The International Day of Peace is Sept. 21 and the Swampscott school district, as well as the Johnson School in Nahant, is joining in on the initiative for the first time. Pinwheels for Peace is a “whirled”-wide peaceful art and literacy project that invites students and community members to share and illustrate positive messages.
“The point is the project is not just a Swampscott project, it’s worldwide …” said Rachel Eisenberg, art teacher for Clarke Elementary School and Hadley Elementary School. “I have wanted to do it for a couple years and I feel like, especially now during these times, it’s very important and timely. I feel like art can be so much more and bringing that to my students is important.”
The event is from 5-6:30 p.m. on Friday, Sept. 21 and is free to the public at Linscott Park. Food and drinks will be available for purchase but attendees are invited to bring their own dinner to enjoy picnic-style. In case of rain, the location will move to Swampscott High School.
Eisenberg said her young students, as well as the town’s high schoolers, have already started their own personal pinwheels with the use of lead pencils staked into the ground. The elementary-aged students are making their pinwheel tops with paper while the older students have been using a different material.

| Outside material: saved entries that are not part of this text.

Issue #283, opened 2020-12-23
Idea: provide a way to retrieve instructions as a list


jayaddison:
Although determining when one recipe instruction ends and where the next one begins can be a challenge, it'd be useful to scrape instructions in a list format similar to ingredients.

To maintain backwards-compatibility this could be done by adding an `instructions_list` (or perhaps a better-named..) method on the abstract scraper.  A naive default implementation could simply call `instructions` and split the result of that by newline.

bfcarpio:
Could we do something akin to a builder pattern and have the invocation be like this: `scraper.instructions().list()`.

Not sure if it's "Pythonic", but we could have `instructions()` return a child class of `string` and implement a `list()` function onto it.

jayaddison:
Sub-classing `str` feels a little risky to me - I'm not exactly sure why, but returning string-like-objects that have other embedded/overridden behaviours in them to callers feels like it could cause problems or be challenging to maintain in future.

hhursev:
I'd vote for new method. Let's say `instructions_steps`. I'd probably go like:

In [_abstract.py](https://github.com/hhursev/recipe-scrapers/blob/master/recipe_scrapers/_abstract.py):

``` python
@Decorators.instructions_steps_naive
def instructions_steps(self):
    raise NotImplementedError("This should be implemented.")
```

in [_decorators.py](https://github.com/hhursev/recipe-scrapers/blob/master/recipe_scrapers/_decorators.py):

``` python
@staticmethod
def instructions_steps_naive(decorated):    
    @functools.wraps(decorated)
    def instructions_steps_naive_wrapper(self, *args, **kwargs):
        instructions_str = self.instructions()
        return instructions_str.split('\n')
    return instructions_steps_naive_wrapper
```
 
and in [_exception_handling.py](https://github.com/hhursev/recipe-scrapers/blob/master/recipe_scrapers/_exception_handling.py) adding the new method in the ON_EXCEPTION_RETURN_VALUES dict.

bfcarpio:
I quite like that. Still getting into the groove with these decorators, but definitely the type of macro I'd have used in another language.

jayaddison:
That sounds good to me too :+1:

bfcarpio:
Somewhat related to this, I almost think that we should make instructions_list the new primary accessor and depreciate returning a string.

[...]

PR #295, opened 2021-01-09
TasteOfHome: Seperates instructions by newline characters

mwcaisse:
The schema data for Taste of Home separates the instructions by a comma rather than a new line character and also includes HTML characters on occasion.

Switching to parse the instructions from the HTML to separate them by new line characters and avoid including HTML in the instructions themselves. Will fall back to the data from the schema in case the parsing fails to find anything.


jayaddison:
This looks good to me @mwcaisse, thanks.  This could help for issue #283 a little bit as well.

PR #297, opened 2021-01-20
Add vanillaandbean.com parser

brett:


jayaddison:
Thanks @brett!  Could you add an associated test case under the `tests` directory to check that the scraper works as intended?

brett:
@jayaddison sorry about that -- corrected and updated

tests/test_vanillaandbean.py
```diff
@@ -0,0 +1,53 @@
...
+        self.assertEqual("1 serving(s)", self.harvester_class.yields())
+
+    def test_image(self):
+        self.assertEqual(
+            "https://vanillaandbean.com/wp-content/uploads/2020/06/aaasourdough-20.jpg",
+            self.harvester_class.image(),
+        )
+
+    def test_ingredients(self):
+        self.assertCountEqual(
```
jayaddison, line 34: Hrm.  It looks like a number of the previously-written tests in the codebase use this `assertCountEqual` pattern, but I'm not sure whether it's a reliable way to check that the scraper is working.  What do you think about switching this over to use `assertEqual` (or some other mechanism) instead?

jayaddison:
No problem at all, thanks for adding the test coverage!  I've left one minor comment (where you've been following our existing practices, that look like they should be improved) - aside from that, this looks good to me :+1:

tests/test_vanillaandbean.py
brett: Makes sense to me -- I'll do that for future tests.

bfcarpio (approved):

Issue #206, opened 2020-08-10
Thanks for the awesome work! Could you please add the following to sites to this list?


varsharc:
Hi

Was wondering if you mind adding the the following two sites to this list:
1. Veg Recipes of India (https://www.vegrecipesofindia.com/)
2. Indian Healthy Recipes (https://www.indianhealthyrecipes.com/)

Thanks again!

---

Edit for checklist:
- [x] https://www.vegrecipesofindia.com/
- [x] https://www.indianhealthyrecipes.com/

bfcarpio:
Scrapers have been added. Closing.

PR #299, opened 2021-01-22
add vegrecipesofindia

bfcarpio:
Part of #206


tests/test_vegrecipesofindia.py
```diff
@@ -0,0 +1,66 @@
...
+                "1 medium sized onion, (finely chopped)",
+                "1 to 2 tablespoon oil",
+                "3 bowls of cooked saag",
+            ],
+            self.harvester_class.ingredients(),
+        )
+
+    def test_instructions(self):
+        self.assertEqual(
+            "making sarson ka saag\nFirstly clean and chop all the greens. then wash the greens well.\nIn a pressure cooker or pan add all the ingredients listed under saag except for maize flour.\nCover the pressure cook and cook for 6-7 minutes or more.\nIf cooking in a pan, then cover and let the greens cook till done. Do check occasionally.\nPour the greens along with the stock and maize flour in a blender. blend till smooth.\nIn another pan, pour the pureed greens.\nSimmer for a good 25-30 minutes.\ntempering for sarson ka saag\nIn another small pan, heat oil or ghee\nAdd the chopped onions and fry them till light brown.\nAdd the prepared saag. Stir and simmer for a couple of minutes.\nStir ocaasionally.\nServe sarson ka saag hot with some chopped onions, whole green chilies and a dollop of butter on the saag with makki di roti",
```
jayaddison, line 61: Just noting that it's interesting that the first part of the instructions is a 'group name' (i.e. group of instructions).

That appears in other recipes too - I've seen instructions that contain "For the sauce\n", for example - where that is again a grouping of instructions rather than a step for the chef(s) to take.

That could feed back into more ideas for #283 (or another issue beyond that) around grouping ingredients; not necessary to implement here though.

jayaddison (approved):

tests/test_vegrecipesofindia.py
bfcarpio: I think there was previously some discussion about how to deal with recipes having sectional instructions. I believe a change was made to the schema processor to include this, but I'll have to look.

PR #302, opened 2021-01-24
Tweaks, Types, and Cleanup

bfcarpio:
Mixed bag of changes:
+ Types: I was using this package in a [side project](https://github.com/hhursev/recipe-scrapers/issues/9#issuecomment-757572511) and realized that I didn't know what types some of the public functions were retuning intuitively. I ended up looking at the test cases. Types and hints can show up in language servers and pop up docs making it easier to use functions you haven't memorized. I don't intend to add mandatory `mypy` checking, but I thought this would be useful. Sphinx docs for public functions might also be good for this.
+ Language grabbing: had some linter errors and  iterating just to break on the first item seemed a bit clunky.
+ Limiting splitting: We use `split()` in a couple places, but then only grab the 0th, 1st, or -1th item. Doesn't make sense to check the whole string or start from the left in some cases. Tweaked this. 
+ Tweaks: `isinstance` instead of `type() ==` in some places and cleaning some code that seemed repetitive.

Feel free to critique. I'm happy to undo some changes if you feel I got too fancy etc.


hhursev:
I like everything I see. Thanks to you TIL you can pass connect + read timeout to requests (with a tuple). If no tuple, the float value is applied to both. 🧑‍🎓 📚 I've been using the requests lib for a decade and didn't know this. Gives me some food for thought on typing.

Issue #278, opened 2020-12-21
Question: should the SchemaOrg 'yields' method call utils.get_yields?


jayaddison:
The [`utils.get_yields` function](https://github.com/hhursev/recipe-scrapers/blob/6b2b338c5679f3f9a4a51a3653eb07755cf9cbd1/recipe_scrapers/_utils.py#L43-L66) tries to figure out whether a recipe is talking about 'servings' (number of people fed by the recipe) or 'items' (number of edible things produced by the recipe).

That's neat functionality; should we also (re)use this in the [`SchemaOrg.yields`](https://github.com/hhursev/recipe-scrapers/blob/6b2b338c5679f3f9a4a51a3653eb07755cf9cbd1/recipe_scrapers/_schemaorg.py#L71-L83) method?

hhursev:
we should yeah.. reusing is generally good idea. Not sure why it's not used in SchemaOrg already

bfcarpio:
@jayaddison If you have an implementation idea, I say get a quick demo going and ship it. It looks like we'll be making some big changes and we might as well make 1 large breaking version than 3 breaking versions in a row.

jayaddison:
Sounds good @bfcarpio.  Making an initial attempt at this today, and should hopefully have a pull request available soon.

PR #304, opened 2021-01-25
make budgebytes use schema

bfcarpio:


tests/test_budgetbytes.py
```diff
@@ -25,7 +25,9 @@ def test_total_time(self):
         self.assertEqual(45, self.harvester_class.total_time())
 
     def test_yields(self):
-        self.assertEqual("4 serving(s)", self.harvester_class.yields())
+        self.assertEqual(
+            "4 1.25 cups curry lentils + 1 cup rice", self.harvester_class.yields()
```
jayaddison, line 29: Ref: #278 - this could cause problems for some clients, but I think is probably fine for now?  It'd be nice to find a consistent way to handle yield results.

jayaddison (approved):
Looks good generally, one minor comment regarding the yields field :+1:

PR #311, opened 2021-02-01
Add total time for Epicurious

DemetrisChr:
Scrapes the total time for the recipes in Epicurious that include it. For those that don't include it, returns 0 as it did previously.


bfcarpio:
Thank you! This looks good.

PR #315, opened 2021-02-07
Output in JSON

likith1337:
Is it possible to get the recipe output in JSON.
little guiding is required. So I can contribute myself
Thank you


bfcarpio:
Is it possible for you to rebase your changes off of the master branch? It looks like this merge brought in a lot of other commits and it's hard to find the changes with 181 changed files.

Even more odd, this PR looks like it wants to merge master into a side branch from this same repo.

bfcarpio:
I'll admit I'm a bit confused about the target and base branches. Are you asking for help on writing the code that will allow you to make a JSON object from the scraped data this library provides? I'm willing assist you if that's the case. 

If you have code already that you want to merge in I'll ask that you please create a new PR with the correct options selected because this one seems a bit bugged.

likith1337:
>Are you asking for help on writing the code that will allow you to make a JSON object from the scraped data this library provides? I'm willing assist you if that's the case.

yes

likith1337:
After creating the code from my repo. I will request to merge to the master/ or any specified

bfcarpio:
Would you mind telling me your skill level or confidence in working with python and git? I don't want to hand hold you where it's not needed.

If all you need is the data in a json format, it might be easier to consume this package and write the code to turn it into JSON rather than adding the functionality to the package. I say this because there are potentially many ways of adding the functionality to the package, but some might be better than others and may require some design. If you're not familiar with Python and project design, this might not be work you're interested in or something you should work on with some better understanding of the basics.

You can consume the package by calling each of the recipe functions (`instructions()`, title()` etc) and placing their result into a python `dict`. From there you should be able to figure out how to turn the `dict` into json with the help of the [json library](https://docs.python.org/3/library/json.html).

If you really want to add the functionality to the package then at the very least you'll need to clone this repository, create a new branch to develop on, and adjust this pull request to use that branch. If your goal is to learn then I'm happy to answer questions and provide some direction, but I believe that exploration and trying things is the best way to do this.

likith1337:
Yes I want to add functionality to this package.
1. I have cloned the repo
2. created a branch on the cloned repo / or should i create a branch here on this repo?

I have worked on python previously. but I have  not worked on classes. 
I know about JSON lib and dict.
so I'm good at implementing the JSON and dict part. 
Need some guidance on git and Python
The issue for me is I find the code bit confusing, how can I call title() and other functions in my addon (That is dict), so I can create a JSON

just show me for anyone function. I will implement for others

likith1337:
Ok now i will open a proper pull request @bfcarpio

PR #316, opened 2021-02-10
Output in JSON

likith1337:
I'm willing to contribute. need little help

@brett 
continuing from where we left #315 
[The wrong pull request](https://github.com/hhursev/recipe-scrapers/pull/315#issuecomment-776383225)

Yes I want to add functionality to this package.

I have cloned the repo
created a branch on the cloned repo / or should i create a branch here on this repo?
I have worked on python previously. but I have not worked on classes.
I know about JSON lib and dict.
so I'm good at implementing the JSON and dict part.
Need some guidance on git and Python
The issue for me is I find the code bit confusing, how can I call title() and other functions in my addon (That is dict), so I can create a JSON

just show me for anyone function. I will implement for others

### DIFF
--- a/recipe_scrapers/_json.py
+++ b/recipe_scrapers/_json.py
@@ -1,0 +1,1 @@
+#comment


bfcarpio:
Github is not `git`. Github is one of many remote (online) representations of your local (on your device) git repo and it's typical that you keep them somewhat mirrored. So when I say to create a branch that means you'd create a branch on your local repo and then push it to Github (your remote).

This package uses module polymorphism as it's primary architecture. You might find this called the ["Adapter Patern"](https://dev.to/jemaloqiu/design-pattern-in-python-4-adapter-pattern-g74). Essentially, we have a template for what a scraper class should look like. It should have `title()`, `host()`, etc. However, the same code won't work for all websites. Some websites require specific code for us to get the recipe. That is why you'll see we have many "Scraper" classes. Some of the functions will call the same code which in our context means they adhere to a convention.

It sounds like you might want to read [this](https://docs.python.org/3/tutorial/classes.html?highlight=inheritance#inheritance). Additionally, you need to decide where to put your code. Is this code that could be shared across all scrapers or is this specific to a particular website?

---
You can see the example we have on how to use this package and call each of the functions:
```python

# give the url as a string, it can be url from any site listed below
scraper = scrape_me('https://www.allrecipes.com/recipe/158968/spinach-and-feta-turkey-burgers/')

scraper.title()
scraper.total_time()
```

PR #322, opened 2021-02-17
Fixing Site: Yummly

weightwatchers-carlanderson:
While the offline unit tests were passing, it turns out yummly had changed their CSS and the code failed against the live site. I fixed the scraping code.

Moreover, the checked in recipe did not have any instructions associated with it. Thus, it didn't really test the code thoroughly. Thus, I swapped it out for a different "normal" recipe with instructions.


tests/test_yummly.py
```diff
@@ -12,32 +12,49 @@ def test_host(self):
...
     def test_total_time(self):
-        self.assertEqual(30, self.harvester_class.total_time())
+        self.assertEqual(25, self.harvester_class.total_time())
 
     def test_yields(self):
         self.assertEqual("4 serving(s)", self.harvester_class.yields())
 
     def test_ingredients(self):
+
+        print(">>>>", self.harvester_class.ingredients())
```
jayaddison, line 32: NB: Debug print for removal here.  Is this part of development/testing process you've been using?

I wonder if we can find a way to make that easier.  From memory, it can certainly be tricky to extract the diffs from the test suite output when a test fails (even with verbose and `maxDiff` settings applied)

recipe_scrapers/yummly.py
```diff
@@ -11,12 +11,12 @@ def title(self):
         return self.soup.find("h1").get_text()
 
     def total_time(self):
-        return get_minutes(self.soup.find("div", {"class": "recipe-summary-item unit"}))
+        return int(
```
jayaddison, line 14: Could you describe the reason for using an `int` cast rather than `get_yields`?

There is one other scraper - `IG` - that does [something similar](https://github.com/hhursev/recipe-scrapers/blob/faf354bd5735533cf9d5fb98d22785eed8c71b4a/recipe_scrapers/ig.py#L18) at the moment for the time field, but it seems to be rare across the codebase.

weightwatchers-carlanderson: @jayaddison because I was seeing this:

```
>>> from recipe_scrapers._utils import get_minutes
>>> get_minutes('23')
0
```

tests/test_yummly.py
weightwatchers-carlanderson: fixed. Sorry about that

jayaddison: No worries, thanks!

bfcarpio: If there's a canonical logger implementation we could tie into that so that it shows different log levels.

jayaddison:
@weightwatchers-carlanderson @bfcarpio Just a heads-up that we might see merge conflicts between this and https://github.com/hhursev/recipe-scrapers/pull/331/files#diff-fff1d9077b1d114f7327aa0a5eeac16e5853d01d63132a9fe2cfc30434aea880 (and even if not, it'd be worth re-testing that both work as expected in combination)

weightwatchers-carlanderson:
@jayaddison thanks but it didn't seem to. All seems to be fine. I think this PR is good to go

bfcarpio:
Thanks for your help!

bfcarpio (approved):

PR #323, opened 2021-02-18
Fixing Site: Southernliving

weightwatchers-carlanderson:
they had changed "total time" to "total"
they had changed CSS/DOM structure for ingredients and instructions
they had updated image

Updated code and HTML
i removed the step number from the instructions.

### DIFF
--- a/recipe_scrapers/southernliving.py
+++ b/recipe_scrapers/southernliving.py
@@ -66,21 +66,14 @@ class SouthernLiving(AbstractScraper):
             lnk = im["data-src"]
         except Exception:
             lnk = None
-        # print(lnk)
 
         return lnk  # if image else None
 
     def ingredients(self):
         ingredientsOuter = self.soup.find("ul", {"class": "ingredients-section"})
-        ingGroup = []
         lines = ingredientsOuter.findAll("li")
-        for li in lines:
-            ingGroup.append(normalize_string(li.label.get_text()))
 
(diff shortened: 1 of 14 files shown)


recipe_scrapers/southernliving.py
```diff
@@ -71,26 +71,24 @@ def image(self):
...
-        ingredientsOuter = self.soup.find("div", {"class": "ingredients"})
+        ingredientsOuter = self.soup.find("ul", {"class": "ingredients-section"})
         ingGroup = []
         lines = ingredientsOuter.findAll("li")
         for li in lines:
-            ingGroup.append(li.get_text())
+            ingGroup.append(normalize_string(li.label.get_text()))
+
+        for i in ingGroup:
+            print(">>>", i)
```
bfcarpio, line 81: Is this a debugging `print()`?

bfcarpio (changes requested):
Thank you for these contributions!

You don't have to change this, but I like to use list comprehensions when we have trivial list creation just to get an easy speed boost. I'll emphasize that this is personal preference.

recipe_scrapers/southernliving.py
weightwatchers-carlanderson: @bfcarpio fixed. Whoops, removed debug code. I also refactored the list comprehension

bfcarpio (approved):

PR #328, opened 2021-02-19
Apply ff=unix using vim for a few test files

jayaddison:
This isn't hugely important, and we can still accept tests written in other file formats, at least until they're easier to manage overall.  This should aid some follow-up batch test updates I'm planning, and doesn't appear to conflict with any in-flight pull requests at the moment.


jayaddison:
NB: May be easiest to view and review using https://github.com/hhursev/recipe-scrapers/pull/328/files?w=1, to filter whitespace changes.

bfcarpio:
If you want to go for a long term fix you could try adding an [editorconfig file](https://editorconfig.org/) and or using [gitattributes](https://www.droidship.com/posts/gitattributes/). I'm surprised we didn't catch this when we had that Windows specific issue before.

bfcarpio (approved):

jayaddison:
Nice, thanks @bfcarpio - I'll plan to learn a bit more about `gitattributes` :)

Once finished, their pieces will remain as an art installation at the park throughout the weekend. Eisenberg said she hopes community members will attend and add their own messages of peace. She is expecting to begin the event with at least 1,000 student pinwheels.
The purpose of the pinwheels is for the students to write a positive or peaceful message on one side of the pinwheel and illustrate an example of their message on the backside. Eisenberg said an example of that could be a student writing a message about being kind to a friend and drawing a picture of them providing the friend with a gift.
“We’ve been talking with the kids and saying it’s not just peace within ourselves, it’s within our homes and our community and the pinwheel is a representation of harmony and spreading peace,” she said. “Not just on this day, but everyday going forward.”
Some of the high schoolers have chosen to volunteer during the event in order to receive community service hours. Eisenberg said she wants the older students to become responsible citizens, given they are getting close to thinking about college and being old enough to vote. The younger students are at such an impressionable age, she said, it’s important for them to have strong role models.
“It’s really been a community effort because we have organizations like For the Love of Swampscott and PTAs from school who’ve been really generous, even parents from the community,” said Eisenberg. “It’s been pretty moving, actually. There’s something really remarkable about the whole thing and how everyone came together.”